Au-delà de la maîtrise des risques, la civilisation 4.0 sera ce que nous en ferons. Le numérique fourmille d’opportunités à saisir afin de rendre l’avenir plus vivable pour nos enfants. Ce serait une grave erreur de réduire la « révolution numérique » à une simple addition d’innovations technologiques foisonnantes ou à la seule adaptation des business models à ces innovations. Il s’agit plus largement d’une révolution « politique », au sens premier du terme dans la pensée grecque. Car par une ironie rusée de l’Histoire, des alternatives surgissent des flots de la mondialisation capitaliste triomphante. L’économie coopérative et collaborative marque la revanche du commun féodal disparu avec la révolution agricole. La montée historique du salariat est interrompue par la réémergence du travail indépendant et de l’artisanat, éliminés par la production de masse de la seconde révolution industrielle.
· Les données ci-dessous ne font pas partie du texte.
PR #301, opened 2024-02-20
Run unit tests on macOS with M1 support

bittremieux:
See [here](https://docs.github.com/en/actions/using-github-hosted-runners/about-github-hosted-runners/about-github-hosted-runners#standard-github-hosted-runners-for-public-repositories) for the available (free) runners for GitHub Actions.

### DIFF
--- a/.github/workflows/tests.yml
+++ b/.github/workflows/tests.yml
@@ -18,7 +18,7 @@ jobs:
     runs-on: ${{ matrix.os }}
     strategy:
       matrix:
-        os: [ubuntu-latest, windows-latest, macos-latest]
+        os: [ubuntu-latest, windows-latest, macos-latest, macos-14]
 
     steps:
     - uses: actions/checkout@v4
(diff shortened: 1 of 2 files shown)


bittremieux:
I tried to set `PYTPYTORCH_MPS_HIGH_WATERMARK_RATIO=0.0`, as suggested by the error message, but that didn't solve the issue. There are (conflicting) reports [here](https://github.com/pytorch/pytorch/issues/105839) that this issue might get solved in PyTorch 2.3, which is [scheduled for release in April](https://dev-discuss.pytorch.org/t/pytorch-release-2-3-0-call-for-features/1872).

As a non-macOS user and lacking familiarity with this error, I currently don't see many other options than to wait until then.

bittremieux:
Apparently [MPS is not actually available](https://github.com/pytorch/pytorch/issues/111449#issuecomment-1767613883) for the GitHub Action runners, so there's no way to test this currently. #327 has disabled running on M1/M2 chips (which will automatically try to use MPS), so at least our tests don't fail anymore.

Le numérique rendra possible demain la généralisation du télétravail et par-là même une plus grande porosité entre vie professionnelle et vie privée. Si les précédentes révolutions industrielles avaient induit une séparation stricte entre vie personnelle et monde du travail, la révolution numérique, quant à elle, en abat les frontières chaque jour davantage. D’une certaine manière, il s’agit d’un retour à une organisation sociale proche de la société paysanne préindustrielle, laquelle reposait précisément sur l’impossible dissociation entre lieu de vie et lieu de travail, et donc sur l’imbrication de facto de la vie familiale et de la vie professionnelle.

On le comprend bien, avec le numérique, deux chemins sont empruntables. Et le pire n’est jamais certain. Du numérique peut naître une société des enracinements, des réseaux de proximité et de réciprocité, en « source ouverte ». Un localisme politique et économique prônant un nouvel équilibre entre les métropoles et la ruralité, afin de remettre le local au centre et le global à la périphérie. Une nouvelle organisation sociale taillée pour résister aux forces centrifuges de la mondialisation, les poussées de l’individualisme et du consumérisme. Le numérique rend paradoxalement possible la mise en réseau d’individus atomisés désirant revenir aux solidarités sociales traditionnelles, appartenir à une communauté locale et cultiver une « écologie intégrale ».

L’ère du numérique peut apporter des réponses décisives aux enjeux environnementaux, l’épuisement des ressources naturelles, la surconsommation, etc. ; car elle peut faire de nous les « autoproducteurs » d’un tout nouveau système de production. Plus sobre, plus économe et même plus efficace que la production de masse. L’impression 3D est plus économe en matières premières, utilisant des technologies par dépôt de couches successives, évitant les gaspillages et les chutes, contrairement à la production industrielle classique fondée sur une logique de découpe. Le passage du prototype à la production en série et à sa commercialisation pourra demain s’effectuer par des circuits de plus en plus courts. Une réindustrialisation verte relève du champ des possibles.

Le XXIe siècle sera technologique. Nous n’assistons pas à une énième révolution industrielle. Cette révolution est d’une autre nature et porte un changement de paradigme politique, économique, social et pourrait-on dire « civilisationnel ». Oui, avec l’Homme augmenté, l’Homme concurrencé, l’Homme inutile, la civilisation est en jeu. Il nous appartient de construire un monde de cohabitation pacifique entre l’Homme et la machine. L’enjeu est de reconstruire une économie du partage, dans le respect de la nature et du bien commun, en s’appuyant sur la puissance de calcul des robots, au service de l’humanité.